▶ Task:
Your response should consist of the records, reproduced exactly.

▶ Provided data:
PR #1430, opened 2015-01-06
fix #1415 suppress spamming traces

### LINKED ISSUE #1415: Suppress certain APIs that return 200 from trace.
While investigating other issues, I noticed that the below traces spamming the log causing the more useful ones to be purged out.   These traces were from Portal polling requests.

```
2014-12-09T13-05-34_35a1b7_003_GET_api-webjobs_200.xml
2014-12-09T13-05-39_35a1b7_004_GET_api-siteextensions_200.xml
2014-12-09T13-06-36_35a1b7_006_GET_api-webjobs_200.xml
2014-12-09T13-06-41_35a1b7_007_GET_api-siteextensions_200.xml
2014-12-09T13-07-36_35a1b7_009_GET_api-webjobs_200.xml
2014-12-09T13-07-43_35a1b7_010_GET_api-siteextensions_200.xml
```

The ultimate fix is to implement etag on Kudu and fix the portal to consume etag e2e (like `/deployments`).   

The short term would be to suppress these specific APIs HTTP Get if 200 from the trace.   The list of api are ...

```
/api/webjobs
/api/siteextensions
/api/processes
```

There are a couple of twists we can add.

- Only suppress if call latency is less than 10s.    We want see traces for those taking longer time.
- Only suppress if call from Portal (based on User-Agent).   However, for `/api/webjobs` called was done thru CSM and Geo via promoted route and Geo do not propagate User-Agent!   Hence, it might not be possible till that is fixed.

suwatch:
Implemented per #1415 discussion.

### DIFF
--- a/Kudu.Services.Web/App_Start/NinjectServices.cs
+++ b/Kudu.Services.Web/App_Start/NinjectServices.cs
@@ -543,6 +543,11 @@ namespace Kudu.Services.Web.App_Start
             {
                 string appData = System.Environment.GetEnvironmentVariable("APPDATA");
                 FileSystemHelpers.EnsureDirectory(Path.Combine(appData, "npm"));
+
+                // discovered while adding npm 2.1.17
+                // this is to work around below issue with the very first npm install 
+                // npm ERR! uid must be an unsigned int
+                FileSystemHelpers.EnsureDirectory(Path.Combine(appData, "npm-cache"));
             }
             catch
             {


Kudu.Core/Tracing/XmlTracer.cs
```diff
@@ -175,6 +187,24 @@ private void WriteEndTrace()
...
+            }
+
+            // for api taking long time (>10s), always trace.
+            if (elapsed >= ElapsedThreshold)
+            {
+                return true;
+            }
+
+            // filter out those that may be polled by portal.
+            return !TraceFilters.Any(filter => file.IndexOf(filter, StringComparison.OrdinalIgnoreCase) > 0);
```
davidebbo: Seems a bit fragile to be filtering based on the complex file naming pattern. e.g. if we decide to tweak our file names, all the filters would need to be updated.

davidebbo:
Nice. :shipit:!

▶ Solved problem:
PR #1430, opened 2015-01-06
fix #1415 suppress spamming traces

### LINKED ISSUE #1415: Suppress certain APIs that return 200 from trace.
While investigating other issues, I noticed that the below traces spamming the log causing the more useful ones to be purged out.   These traces were from Portal polling requests.

```
2014-12-09T13-05-34_35a1b7_003_GET_api-webjobs_200.xml
2014-12-09T13-05-39_35a1b7_004_GET_api-siteextensions_200.xml
2014-12-09T13-06-36_35a1b7_006_GET_api-webjobs_200.xml
2014-12-09T13-06-41_35a1b7_007_GET_api-siteextensions_200.xml
2014-12-09T13-07-36_35a1b7_009_GET_api-webjobs_200.xml
2014-12-09T13-07-43_35a1b7_010_GET_api-siteextensions_200.xml
```

The ultimate fix is to implement etag on Kudu and fix the portal to consume etag e2e (like `/deployments`).   

The short term would be to suppress these specific APIs HTTP Get if 200 from the trace.   The list of api are ...

```
/api/webjobs
/api/siteextensions
/api/processes
```

There are a couple of twists we can add.

- Only suppress if call latency is less than 10s.    We want see traces for those taking longer time.
- Only suppress if call from Portal (based on User-Agent).   However, for `/api/webjobs` called was done thru CSM and Geo via promoted route and Geo do not propagate User-Agent!   Hence, it might not be possible till that is fixed.

suwatch:
Implemented per #1415 discussion.

### DIFF
--- a/Kudu.Services.Web/App_Start/NinjectServices.cs
+++ b/Kudu.Services.Web/App_Start/NinjectServices.cs
@@ -543,6 +543,11 @@ namespace Kudu.Services.Web.App_Start
             {
                 string appData = System.Environment.GetEnvironmentVariable("APPDATA");
                 FileSystemHelpers.EnsureDirectory(Path.Combine(appData, "npm"));
+
+                // discovered while adding npm 2.1.17
+                // this is to work around below issue with the very first npm install 
+                // npm ERR! uid must be an unsigned int
+                FileSystemHelpers.EnsureDirectory(Path.Combine(appData, "npm-cache"));
             }
             catch
             {


Kudu.Core/Tracing/XmlTracer.cs
```diff
@@ -175,6 +187,24 @@ private void WriteEndTrace()
...
+            }
+
+            // for api taking long time (>10s), always trace.
+            if (elapsed >= ElapsedThreshold)
+            {
+                return true;
+            }
+
+            // filter out those that may be polled by portal.
+            return !TraceFilters.Any(filter => file.IndexOf(filter, StringComparison.OrdinalIgnoreCase) > 0);
```
davidebbo: Seems a bit fragile to be filtering based on the complex file naming pattern. e.g. if we decide to tweak our file names, all the filters would need to be updated.

davidebbo:
Nice. :shipit:!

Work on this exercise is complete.